** Task prompt **
Read the data below. Every line holding the string "Angular" must be copied.

(Saved entries)

========================================================================

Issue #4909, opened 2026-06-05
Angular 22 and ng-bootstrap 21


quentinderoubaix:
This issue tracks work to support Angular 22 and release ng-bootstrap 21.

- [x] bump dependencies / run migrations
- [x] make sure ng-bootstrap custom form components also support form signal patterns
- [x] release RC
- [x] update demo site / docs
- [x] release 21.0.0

========================================================================

** Answer to the exercise **
Angular 22 and ng-bootstrap 21
This issue tracks work to support Angular 22 and release ng-bootstrap 21.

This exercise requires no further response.